↓↓↓
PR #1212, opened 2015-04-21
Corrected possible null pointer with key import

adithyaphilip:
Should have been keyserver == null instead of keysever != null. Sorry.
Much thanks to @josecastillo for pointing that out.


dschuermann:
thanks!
↑↑↑
↓↓↓
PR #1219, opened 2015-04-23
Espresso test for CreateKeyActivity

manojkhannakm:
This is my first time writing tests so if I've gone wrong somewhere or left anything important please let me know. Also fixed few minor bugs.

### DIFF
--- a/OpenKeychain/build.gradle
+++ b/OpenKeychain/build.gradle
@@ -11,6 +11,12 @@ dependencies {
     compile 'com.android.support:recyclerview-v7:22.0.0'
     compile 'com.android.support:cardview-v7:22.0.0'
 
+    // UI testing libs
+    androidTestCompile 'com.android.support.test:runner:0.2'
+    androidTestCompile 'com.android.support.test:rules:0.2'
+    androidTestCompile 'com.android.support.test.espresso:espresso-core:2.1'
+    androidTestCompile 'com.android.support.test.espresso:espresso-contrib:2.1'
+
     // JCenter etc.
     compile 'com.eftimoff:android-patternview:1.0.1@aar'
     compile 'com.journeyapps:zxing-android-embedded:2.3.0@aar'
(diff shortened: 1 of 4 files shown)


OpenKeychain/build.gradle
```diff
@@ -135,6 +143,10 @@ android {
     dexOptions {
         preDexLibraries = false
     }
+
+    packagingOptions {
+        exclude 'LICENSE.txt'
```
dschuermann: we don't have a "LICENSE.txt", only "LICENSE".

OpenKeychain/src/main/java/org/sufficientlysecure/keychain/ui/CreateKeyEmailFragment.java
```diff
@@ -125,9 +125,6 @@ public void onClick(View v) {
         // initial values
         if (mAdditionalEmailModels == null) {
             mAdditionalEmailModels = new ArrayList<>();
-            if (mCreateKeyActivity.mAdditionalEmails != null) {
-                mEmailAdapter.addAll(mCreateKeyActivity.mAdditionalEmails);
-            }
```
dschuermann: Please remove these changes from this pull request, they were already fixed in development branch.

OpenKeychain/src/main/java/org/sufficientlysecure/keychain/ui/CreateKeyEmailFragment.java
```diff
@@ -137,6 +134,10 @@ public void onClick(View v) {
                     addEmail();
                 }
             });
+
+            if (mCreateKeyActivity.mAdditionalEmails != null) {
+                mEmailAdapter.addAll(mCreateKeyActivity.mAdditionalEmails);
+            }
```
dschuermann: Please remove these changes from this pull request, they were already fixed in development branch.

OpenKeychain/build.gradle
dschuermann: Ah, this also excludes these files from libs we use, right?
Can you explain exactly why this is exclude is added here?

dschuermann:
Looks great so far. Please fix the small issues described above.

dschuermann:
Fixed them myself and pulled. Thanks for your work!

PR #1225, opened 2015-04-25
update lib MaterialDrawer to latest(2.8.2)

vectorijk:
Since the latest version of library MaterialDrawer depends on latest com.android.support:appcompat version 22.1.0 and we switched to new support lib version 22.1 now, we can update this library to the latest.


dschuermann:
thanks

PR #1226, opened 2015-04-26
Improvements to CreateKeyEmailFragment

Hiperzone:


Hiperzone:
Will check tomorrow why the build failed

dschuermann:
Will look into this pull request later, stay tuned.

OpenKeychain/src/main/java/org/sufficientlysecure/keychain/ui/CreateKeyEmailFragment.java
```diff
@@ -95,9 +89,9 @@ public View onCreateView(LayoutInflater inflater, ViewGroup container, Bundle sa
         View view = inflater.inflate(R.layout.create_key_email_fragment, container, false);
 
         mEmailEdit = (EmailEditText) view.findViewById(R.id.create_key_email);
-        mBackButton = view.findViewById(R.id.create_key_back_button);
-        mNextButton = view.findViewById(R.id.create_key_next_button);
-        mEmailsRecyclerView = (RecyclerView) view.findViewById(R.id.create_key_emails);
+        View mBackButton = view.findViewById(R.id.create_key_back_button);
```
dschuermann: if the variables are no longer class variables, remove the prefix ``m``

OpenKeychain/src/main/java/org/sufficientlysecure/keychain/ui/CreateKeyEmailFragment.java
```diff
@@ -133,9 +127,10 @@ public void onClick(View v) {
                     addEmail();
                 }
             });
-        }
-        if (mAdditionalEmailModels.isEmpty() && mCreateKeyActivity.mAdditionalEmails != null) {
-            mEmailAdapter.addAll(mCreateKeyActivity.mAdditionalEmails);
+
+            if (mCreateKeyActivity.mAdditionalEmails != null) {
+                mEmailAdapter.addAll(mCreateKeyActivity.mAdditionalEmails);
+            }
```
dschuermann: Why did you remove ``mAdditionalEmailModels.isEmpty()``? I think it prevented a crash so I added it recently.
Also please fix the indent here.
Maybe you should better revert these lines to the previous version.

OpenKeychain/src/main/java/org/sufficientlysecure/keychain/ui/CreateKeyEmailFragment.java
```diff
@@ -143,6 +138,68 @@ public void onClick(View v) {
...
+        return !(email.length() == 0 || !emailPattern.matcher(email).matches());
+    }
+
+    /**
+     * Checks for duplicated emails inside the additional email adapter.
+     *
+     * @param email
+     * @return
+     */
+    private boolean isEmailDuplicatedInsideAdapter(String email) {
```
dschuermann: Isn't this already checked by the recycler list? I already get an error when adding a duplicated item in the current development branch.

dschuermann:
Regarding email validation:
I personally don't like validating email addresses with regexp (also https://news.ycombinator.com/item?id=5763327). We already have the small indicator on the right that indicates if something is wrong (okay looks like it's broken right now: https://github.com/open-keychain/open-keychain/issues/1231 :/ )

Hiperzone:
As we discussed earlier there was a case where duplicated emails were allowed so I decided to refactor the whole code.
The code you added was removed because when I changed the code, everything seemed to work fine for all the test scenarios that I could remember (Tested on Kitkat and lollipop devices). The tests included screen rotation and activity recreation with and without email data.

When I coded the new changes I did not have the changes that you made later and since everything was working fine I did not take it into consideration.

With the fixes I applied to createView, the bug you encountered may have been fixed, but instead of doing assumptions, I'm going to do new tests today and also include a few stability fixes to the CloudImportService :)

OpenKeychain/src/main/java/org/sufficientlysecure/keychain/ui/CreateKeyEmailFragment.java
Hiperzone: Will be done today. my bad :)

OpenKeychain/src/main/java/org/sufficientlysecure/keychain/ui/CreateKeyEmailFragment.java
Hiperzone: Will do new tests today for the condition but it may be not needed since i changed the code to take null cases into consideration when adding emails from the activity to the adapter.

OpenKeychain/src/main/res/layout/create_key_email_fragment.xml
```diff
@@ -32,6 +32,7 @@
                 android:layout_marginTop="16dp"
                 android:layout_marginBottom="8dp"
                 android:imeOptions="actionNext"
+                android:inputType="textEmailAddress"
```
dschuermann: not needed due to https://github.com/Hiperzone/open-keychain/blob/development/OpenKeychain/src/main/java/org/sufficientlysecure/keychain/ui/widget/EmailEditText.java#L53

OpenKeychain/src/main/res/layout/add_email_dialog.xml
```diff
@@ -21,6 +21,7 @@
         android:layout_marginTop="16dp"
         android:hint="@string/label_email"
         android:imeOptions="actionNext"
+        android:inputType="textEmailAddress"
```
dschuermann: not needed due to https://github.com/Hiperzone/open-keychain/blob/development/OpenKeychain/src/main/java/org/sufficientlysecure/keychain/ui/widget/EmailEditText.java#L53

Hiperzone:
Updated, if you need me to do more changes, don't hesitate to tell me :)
↑↑↑
↓↓↓
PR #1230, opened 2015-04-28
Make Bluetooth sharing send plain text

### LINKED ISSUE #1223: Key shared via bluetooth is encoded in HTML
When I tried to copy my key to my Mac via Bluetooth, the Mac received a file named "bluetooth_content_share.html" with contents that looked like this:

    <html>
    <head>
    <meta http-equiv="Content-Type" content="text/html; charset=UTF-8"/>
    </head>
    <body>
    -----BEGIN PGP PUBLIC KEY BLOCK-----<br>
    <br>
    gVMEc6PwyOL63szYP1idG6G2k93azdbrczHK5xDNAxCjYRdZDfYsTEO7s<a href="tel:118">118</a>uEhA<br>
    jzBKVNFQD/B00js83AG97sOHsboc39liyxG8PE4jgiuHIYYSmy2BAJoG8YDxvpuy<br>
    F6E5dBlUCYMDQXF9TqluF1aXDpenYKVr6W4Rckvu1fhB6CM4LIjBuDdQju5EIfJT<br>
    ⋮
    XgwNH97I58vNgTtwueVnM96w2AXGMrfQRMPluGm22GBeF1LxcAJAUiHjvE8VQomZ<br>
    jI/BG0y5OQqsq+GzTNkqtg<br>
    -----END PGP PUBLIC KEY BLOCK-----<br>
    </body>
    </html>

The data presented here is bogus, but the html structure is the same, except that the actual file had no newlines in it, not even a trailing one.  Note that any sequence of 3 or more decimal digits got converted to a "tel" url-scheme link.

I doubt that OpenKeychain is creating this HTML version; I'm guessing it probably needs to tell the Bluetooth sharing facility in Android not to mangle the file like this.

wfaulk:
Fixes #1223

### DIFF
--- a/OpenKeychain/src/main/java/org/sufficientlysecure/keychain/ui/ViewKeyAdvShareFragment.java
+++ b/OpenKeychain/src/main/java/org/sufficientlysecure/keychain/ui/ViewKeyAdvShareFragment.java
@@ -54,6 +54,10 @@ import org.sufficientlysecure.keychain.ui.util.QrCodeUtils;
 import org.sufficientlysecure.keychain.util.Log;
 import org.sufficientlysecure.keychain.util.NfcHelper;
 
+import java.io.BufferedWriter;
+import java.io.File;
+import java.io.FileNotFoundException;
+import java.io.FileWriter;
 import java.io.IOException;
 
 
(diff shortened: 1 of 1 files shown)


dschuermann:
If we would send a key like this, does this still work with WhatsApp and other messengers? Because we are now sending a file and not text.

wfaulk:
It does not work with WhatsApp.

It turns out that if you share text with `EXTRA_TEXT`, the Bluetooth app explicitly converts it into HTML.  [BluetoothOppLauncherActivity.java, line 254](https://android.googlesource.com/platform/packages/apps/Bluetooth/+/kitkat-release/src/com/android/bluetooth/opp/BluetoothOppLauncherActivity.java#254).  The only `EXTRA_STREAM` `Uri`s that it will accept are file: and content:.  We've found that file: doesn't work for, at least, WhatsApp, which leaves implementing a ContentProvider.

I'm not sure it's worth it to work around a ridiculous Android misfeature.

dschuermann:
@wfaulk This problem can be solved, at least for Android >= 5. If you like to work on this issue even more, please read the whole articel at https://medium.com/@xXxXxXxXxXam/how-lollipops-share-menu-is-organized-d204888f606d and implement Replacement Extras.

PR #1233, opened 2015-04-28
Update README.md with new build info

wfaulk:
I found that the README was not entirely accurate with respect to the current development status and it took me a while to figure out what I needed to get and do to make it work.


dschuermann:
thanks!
↑↑↑
Problem to work on: Across the records above, tally the lines that contain "false" and give the result as a number alone.

Result: 2